Christa Quarles, CEO of OpenTable, speaks to a crowd of entrepreneurs at Spero Ventures CEO Summit.

In a career leading both startups and major corporations, Christa Quarles has learned a lot about what makes businesses grow and what makes them break. Both usually come hand in hand, in fact, Quarles has observed these moments in her most recent roles as CEO and, before that, CFO of Open Table. She was previously chief business officer of Nextdoor, has held a number of senior roles at The Walt Disney Company, and has worked in investment banking as a research analyst. Quarles also serves on the boards of Kimberly-Clark and Affirm.

Her banking experience has proven to be instructive. “My job was to meet with private company after private company to figure out which would be a successful IPO. I have the huge benefit of having studied hundreds of companies,” Quarles says. Lessons from those companies — paired with her own experiences — made up the basis for her talk, “How Startups Can Survive Their Breaking Points,” delivered at Spero Ventures CEO Summit for a curated group of promising early-stage entrepreneurs.

Quarles details her biggest lessons in running startups, informed by errors and red flags she learned to spot as a banking analyst. Here, she discusses the two phases of every company, why you probably haven’t sized your market properly and how to scale and keep growing even when it feels like you’ve hit a wall. Quarles also talks about the keys to stewarding your culture, the most critical employees within your own organization and how to think with both long- and short-term vision.

The Two Phases of Every Company

Quarles says every company’s life can be boiled down to two phases.

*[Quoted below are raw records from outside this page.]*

PR #15290, opened 2023-08-24
refactor: use `esbuild-plugins-node-modules-polyfill`

MichaelDeBoey:
This PR replaces `@esbuild-plugins/node-modules-polyfill` with the up-to-date & maintained `esbuild-plugins-node-modules-polyfill`

The `esbuild-plugins` repo itself points towards using `esbuild-plugin-polyfill-node` instead
https://github.com/remorses/esbuild-plugins/blob/373b44902ad3e669f7359c857de09a930ce1ce90/README.md?plain=1#L15-L16

After doing this in the Remix repo (see https://github.com/remix-run/remix/pull/5274), we got quite some new bugs, so we chose to go for @imranbarbhuiya's  `esbuild-plugins-node-modules-polyfill` instead (see https://github.com/remix-run/remix/pull/6562), which is an up-to-date and well maintained alternative

Added benefit is that we won't get the following deprecation warnings when installing `@esbuild-plugins/node-modules-polyfill`:

```sh
npm WARN deprecated rollup-plugin-inject@3.0.2: This package has been deprecated and is no longer maintained. Please use @rollup/plugin-inject.
npm WARN deprecated sourcemap-codec@1.4.8: Please use @jridgewell/sourcemap-codec instead
```


fisker:
This plugin looks good, however if I remember correctly we don't really use it to replace nodejs objects now. The plugin is kept just for safe. What we actually need is "a plugin find out what is used" 😄

MichaelDeBoey:
@fisker I don't think it hurts to replace the out-of-date and deprecated package with an up-to-date and well maintained one (for now) though 🤷‍♂️

fisker:
Agree, I'll take a better look later.

PR #15330, opened 2023-08-29
Do not remove cache file

fisker:
## Description

I don't understand, why we remove cache, and only removes when `cacheLocation` not provide.
What it `cacheLocation` happened to be the default location?

## Checklist


sosukesuzuki (commented):
I forgot why I decide to do this.... I think there is a some reason... Please wait.

PR #15357, opened 2023-09-05
Missing attributes in ParserOptions type

Janther:
## Description

found these missing attributes in the ParserOptions type while working on the typescript migration in our plugin.

I based this from `src/main/normalize-format-options.js`

## Checklist

### DIFF
--- a/src/index.d.ts
+++ b/src/index.d.ts
@@ -441,6 +441,8 @@ export interface ParserOptions<T = any> extends RequiredOptions {
   locStart: (node: T) => number;
   locEnd: (node: T) => number;
   originalText: string;
+  astFormat: string;
+  printer: Printer<T>;
 }
 
 export interface Plugin<T = any> {


src/index.d.ts
```diff
@@ -441,6 +441,8 @@ export interface ParserOptions<T = any> extends RequiredOptions {
   locStart: (node: T) => number;
   locEnd: (node: T) => number;
   originalText: string;
+  astFormat: string;
+  printer: Printer<T>;
```
fisker, line 445: I don't think they should be used by anyone. 
Can you share how they used in plugin?

Janther: We use it to get the [comment printer function](https://github.com/prettier-solidity/prettier-plugin-solidity/blob/924efb60a17076d568e87cc78ff04b8680b1ebed/src/common/printer-helpers.js#L20) but I guess we can just import that directly.
Not really needed now that I look at it.
Up to you if you wanna merge or not.

fisker: Suggest import it directly.

fisker:
These two properties should not be used, since they were added by accident, we may remove them in future.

Phase I: Finding core product-market fit. Entrepreneurs spend a lot of time thinking about this. And it’s incredibly important, to be sure. “But your original product-market fit only gets you so far,” Quarles says. “What people don’t realize is that assessment of TAM [Total Addressable Market] is often the most critical piece. At some point there’s a record scratch. You won’t be growing as fast as before. That’s when you have to ask: Did you size the market correctly?”

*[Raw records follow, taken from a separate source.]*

PR #15367, opened 2023-09-07
Fix empty Prettier config file create command

### LINKED ISSUE #11751: [docs] Add note to installation instructions about PowerShell defaulting to UTF-16
The [installation docs](https://prettier.io/docs/en/install.html) make the following suggestion for creating an empty prettier config file:

```sh
echo {}> .prettierrc.json
```

This is a useful suggestion in most cases, but breaks for people using Windows and PowerShell, which ["uses the Unicode UTF-16LE encoding by default"](https://docs.microsoft.com/en-us/powershell/module/microsoft.powershell.core/about/about_character_encoding?view=powershell-7.1#character-encoding-in-windows-powershell).

I gave students a lab this week, and asked them to set up prettier. A number of them struggled with errors that they couldn't make sense of--all of them were encoding related, and all of the people affected were on Windows and PowerShell.

It looks like this has been [discussed in the past](https://github.com/prettier/prettier/issues/8815#issuecomment-671222957), but the suggestions then seem to be "convert the file to UTF8."

I wonder if it would be better to suggest another method for doing this (there's nothing sacred about using the `echo` style above) and/or add a note about PowerShell and the need for UTF8 in JSON.

### LINKED ISSUE #13926: Prettier does not support UTF-16LE config files, which is the default in powershell
As I reported in #8815, prettier doesn't support UTF-16LE config files. The documentation still gives instructions that will result in a UTF-16LE file and give users very confusing instructions. I ran into this again, 2 years later while setting up a new project. Powershell is a very common terminal for Windows developers to work in and I'm sure this will result in confusion by others as well.
**Environments:**

- Prettier Version: 2.8.0
- Running Prettier via: `npx prettier --write .`
- Runtime: Powershell inside of vscode
- Operating System: Windows 10
- Prettier plugins (if any): N/A

**Steps to reproduce:**

Follow the installation instructions in a powershell prompt:
- `npm install --save-dev --save-exact prettier`
- `echo {}> .prettierrc.json`  <--- the problematic command
- `npx prettier --write .`

**Expected behavior:**
Prettier recognizes an empty json config file
**Actual behavior:**
You get the hideous error message:
```
[error] Invalid configuration file `.prettierrc.json`: JSON Error in <file path>\.prettierrc.json: 
[error]
[error] > 1 | ��
[error]     | ^
[error]   2 |
[error]   3 |
[error]
[error] Unexpected token "�" (0xFFFD) in JSON at position 0 while parsing "��\r\u0000\n\u0000"
[error]
[error] > 1 | ��
[error]     | ^
[error]   2 |
[error]   3 |
[error]
```

Saving the file with UTF-8 encoding produces the expected result of running with an empty config file.

fisker:
## Description

Tested on `cmd`, `powershell`, work as expected.

```console
node --eval "fs.writeFileSync('.prettierrc','{}\n')" && node -p "JSON.stringify(fs.readFileSync('.prettierrc','utf8'))"
# "{}\n"
```

Fixes #13926
Fixes #11751
Closes #11692

Note to myself: copy to stable version after we decide what to use.

## Checklist

### DIFF
--- a/docs/install.md
+++ b/docs/install.md
@@ -29,7 +29,7 @@ pnpm add --save-dev --save-exact prettier
 Then, create an empty config file to let editors and other tools know you are using Prettier:
 
 ```bash
-node -e "fs.writeFileSync('.prettierrc.json', '{}\n')"
+node -e "fs.writeFileSync('.prettierrc.json','{}\n')"
 ```
 
 Next, create a [.prettierignore](ignore.md) file to let the Prettier CLI and editors know which files to _not_ format. Here’s an example:
--- a/docs/install.md
+++ b/docs/install.md
@@ -31,7 +31,7 @@ Then, create an empty config file to let editors and other tools know you are us
 <!--
 Note:
 - `echo "{}" > .prettierrc` would result in `"{}"<SPACE>` on Windows.
-- `echo {}> .prettierrc` would result the file in UTF-16LE encoding.
+- `echo {}> .prettierrc` would result the file in UTF-16LE encoding in PowerShell.
 The below version works in cmd.exe, bash, zsh, fish, powershell.exe.
 -->
 
--- a/docs/install.md
+++ b/docs/install.md
@@ -32,7 +32,7 @@ Then, create an empty config file to let editors and other tools know you are us
 Note:
 - `echo "{}" > .prettierrc` would result in `"{}"<SPACE>` on Windows.
 - `echo {}> .prettierrc` would result the file in UTF-16LE encoding in PowerShell.
-The below version works in cmd.exe, bash, zsh, fish, powershell.exe.
+The below version works in cmd.exe, bash, zsh, fish, PowerShell.
 -->
 
 ```bash
--- a/docs/install.md
+++ b/docs/install.md
@@ -36,7 +36,7 @@ The below version works in cmd.exe, bash, zsh, fish, powershell.exe.
 -->
 
 ```bash
-node -e "fs.writeFileSync('.prettierrc.json','{}\n')"
+node --eval "fs.writeFileSync('.prettierrc','{}\n')"
 ```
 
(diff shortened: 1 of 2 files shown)


docs/install.md
```diff
@@ -28,10 +28,8 @@ pnpm add --save-dev --save-exact prettier
 
 Then, create an empty config file to let editors and other tools know you are using Prettier:
 
-<!-- Note: `echo "{}" > .prettierrc.json` would result in `"{}"<SPACE>` on Windows. The below version works in cmd.exe, bash, zsh, fish. -->
```
lydell, line 31: Might be useful to keep some kind of comment around in case someone opens a PR to “simplify” this to using `echo` again.

lydell (approved):

docs/install.md
fisker: https://github.com/prettier/prettier/pull/15367/commits/51effd971dea63958eb4c2a062bebcbf1e246548

docs/install.md
```diff
@@ -28,10 +28,15 @@ pnpm add --save-dev --save-exact prettier
...
+<!--
+Note:
+- `echo "{}" > .prettierrc.json` would result in `"{}"<SPACE>` on Windows.
+- `echo {}> .prettierrc.json` would result `.prettierrc.json` file in UTF-16LE encoding.
+The below version works in cmd.exe, bash, zsh, fish, powershell.exe.
+-->
 
 ```bash
-echo {}> .prettierrc.json
+node -e "fs.writeFileSync('.prettierrc.json','{}\n')"
```
fisker, line 39:
```suggestion
node --eval "fs.writeFileSync('.prettierrc.json','{}\n')"
```

?

fisker: Maybe suggest `.prettierrc` filename?

lydell (approved):

sosukesuzuki (approved):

Phase II: Scaling through invisible asymptotes. This is a saying of product executive Eugene Wei’s. It’s the point at which growth starts to flatten. The saying “characterizes lots of problems at big and small companies alike,” Quarles says. For Amazon, where Wei worked, the invisible asymptote was shipping costs: Those fees would be a limitation for growth. The company eventually launched free shipping and Amazon Prime.

“When I started at OpenTable, it was a white tablecloth restaurant reservation system. I found we had 60% penetration of the market. Well, there goes the growth. These S-curves you’re hopping on — at some point, you hit a shoulder and growth is not what you thought it was anymore,” Quarles says.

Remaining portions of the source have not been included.